* _Exercise aim_: For the data below, the lines that hold "NCAR" should be counted; only the resulting number is expected.

* _Data shown_:
=======
PR #2883, opened 2021-10-26
fix Issue 2865

### LINKED ISSUE #2865: Memory Error---testGrid
Utility program `testGrid` has memory error as reported by valgrind:

```
==150751== Mismatched free() / delete / delete []
==150751==    at 0x483CFBF: operator delete(void*) (in /usr/lib/x86_64-linux-gnu/valgrind/vgpreload_memcheck-amd64-linux.so)
==150751==    by 0x1259F9: DeleteHeap() (gridTools.cpp:40)
==150751==    by 0x122938: main (testGrid.cpp:276)
```

shaomeng:
fix #2865 by eliminating a memory bug.


shaomeng:
Hey @sgpearse , I ran clang-format on this single changed file, but probably because I have a different version of clang-format than CircleCI uses, there are disagreement on the placement of `&` and `*`. 

My suggest would be that you change the clang-format specification file to explicitly specify the placement of `&` and `*`, so we'll be consistent with these 2 symbols, regardless different clang-format releases. Does this sound good?

test_apps/smokeTests/gridTools.cpp
```diff
@@ -54,9 +54,10 @@ template<typename T> vector<T *> AllocateBlocksType(const vector<size_t> &bs, co
         nblocks *= nb;
     }
 
-    T *buf = new T[nblocks * block_size];
+    void *tmp = std::malloc(sizeof(T) * nblocks * block_size);
```
clyne, line 57: I'm curious. Can you explain how swapping malloc for new fixes the problem?

shaomeng: The old problem is a mismatch between `new T[]` and `delete`. The fix uses malloc and free, which are a perfect pair.

clyne (approved):

shaomeng:
@sgpearse clang-format issue is resolved; this PR is ready for review.

shaomeng:
> Hey @sgpearse , I ran clang-format on this single changed file, but probably because I have a different version of clang-format than CircleCI uses, there are disagreement on the placement of `&` and `*`.
> 
> My suggest would be that you change the clang-format specification file to explicitly specify the placement of `&` and `*`, so we'll be consistent with these 2 symbols, regardless different clang-format releases. Does this sound good?

The clang-format control of where to place `&` and `*` is named [`PointerAlignment`](https://clang.llvm.org/docs/ClangFormatStyleOptions.html), and it turns out that our clang-format config file has it specified already:

https://github.com/NCAR/VAPOR/blob/d1063b1aabc897ef12b8f36bb161e34d416e2ba4/.clang-format#L60

Weirdly, with the same config, clang-format 13 behaves differently than version 12 and 11. So I have no solution to provide a consistent `&` and `*` placement now.


Note, another related configuration is `SpaceAroundPointerQualifiers` but it doesn't seem to affect what we observe here.

clyne:
> > Hey @sgpearse , I ran clang-format on this single changed file, but probably because I have a different version of clang-format than CircleCI uses, there are disagreement on the placement of `&` and `*`.
> > My suggest would be that you change the clang-format specification file to explicitly specify the placement of `&` and `*`, so we'll be consistent with these 2 symbols, regardless different clang-format releases. Does this sound good?
> 
> The clang-format control of where to place `&` and `*` is named [`PointerAlignment`](https://clang.llvm.org/docs/ClangFormatStyleOptions.html), and it turns out that our clang-format config file has it specified already:
> 
> https://github.com/NCAR/VAPOR/blob/d1063b1aabc897ef12b8f36bb161e34d416e2ba4/.clang-format#L60
> 
> Weirdly, with the same config, clang-format 13 behaves differently than version 12 and 11. So I have no solution to provide a consistent `&` and `*` placement now.
> 
> Note, another related configuration is `SpaceAroundPointerQualifiers` but it doesn't seem to affect what we observe here.

That's discouraging news. If we can't get consistent behavior across different versions of clang-format, than I'm inclined to agree with Scott that it may cause more problems than it solves... We might want to discuss this topic further outside of this PR

shaomeng:
>
> That's discouraging news. If we can't get consistent behavior across different versions of clang-format, than I'm inclined to agree with Scott that it may cause more problems than it solves... We might want to discuss this topic further outside of this PR

Well, it seems to me clang-format version 13 has fixed a bug that present in its earlier versions, because the behavior of version 13 is what clang-format documentation describes, and version 12/11 behaves differently from the documentation.

sgpearse (approved):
=======
* _Problem solution_: 2